- **Assigned task**
Retype the data that follows with no alterations, please.
::: Data supplied :::
PR #349, opened 2021-08-30
[on hold] Add thrust/PSTL example with particles and tracks

bernhardmgruber:
TODO

This PR includes hacks to LLAMA for which we still need to find better solutions.
We also use a custom fork of thrust to fix supporting proxy references.


bernhardmgruber:
We could consider rebasing this example just on the parallel STL and use it with nvc++.

PR #351, opened 2021-08-31
Dop support for Intel's classic compiler (icp)

### LINKED ISSUE #350: Remove support for icp
Intel is starting to deprecate their classic compiler (icp) and advertises customers to move to their new LLVM based compiler (icpx): https://software.intel.com/content/www/us/en/develop/blogs/adoption-of-llvm-complete-icx.html.
LLAMA has support for both in its CI. However, maintaining icp is sometimes additional work because it offers a unique experience of quirks. We should remove support for icp.

bernhardmgruber:
Addresses #350.


j-stephan (approved):
3wfmft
:::
- **Response**
PR #349, opened 2021-08-30
[on hold] Add thrust/PSTL example with particles and tracks

bernhardmgruber:
TODO

This PR includes hacks to LLAMA for which we still need to find better solutions.
We also use a custom fork of thrust to fix supporting proxy references.


bernhardmgruber:
We could consider rebasing this example just on the parallel STL and use it with nvc++.

PR #351, opened 2021-08-31
Dop support for Intel's classic compiler (icp)

### LINKED ISSUE #350: Remove support for icp
Intel is starting to deprecate their classic compiler (icp) and advertises customers to move to their new LLVM based compiler (icpx): https://software.intel.com/content/www/us/en/develop/blogs/adoption-of-llvm-complete-icx.html.
LLAMA has support for both in its CI. However, maintaining icp is sometimes additional work because it offers a unique experience of quirks. We should remove support for icp.

bernhardmgruber:
Addresses #350.


j-stephan (approved):
3wfmft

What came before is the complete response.